EXERCISE PROMPT: Each line holding the string "entries" is to be copied from the data.

RECORDS FOR THE EXERCISE:
PR #1574, opened 2024-09-17
arch-x86,stdlib: added MADT entries on the X86Board

kaustav-goswami:
This change adds MADT entries to the X86Board. Previously, the kernel in full-system mode was complaining about a `ACPI BIOS Error (bug): Invalid table length 0x24 in RSDT/XSDT (20190816/tbutils-291)`. This patch fixes the invalid length and initializes all the tables correctly.

### DIFF
--- a/src/python/gem5/components/boards/x86_board.py
+++ b/src/python/gem5/components/boards/x86_board.py
@@ -41,6 +41,10 @@ from m5.objects import (
     Pc,
     Port,
     RawDiskImage,
+    X86ACPIMadt,
+    X86ACPIMadtIntSourceOverride,
+    X86ACPIMadtIOAPIC,
+    X86ACPIMadtLAPIC,
     X86E820Entry,
     X86FsLinux,
     X86IntelMPBus,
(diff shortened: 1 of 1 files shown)


src/python/gem5/components/boards/x86_board.py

RESULT BELOW:
arch-x86,stdlib: added MADT entries on the X86Board
This change adds MADT entries to the X86Board. Previously, the kernel in full-system mode was complaining about a `ACPI BIOS Error (bug): Invalid table length 0x24 in RSDT/XSDT (20190816/tbutils-291)`. This patch fixes the invalid length and initializes all the tables correctly.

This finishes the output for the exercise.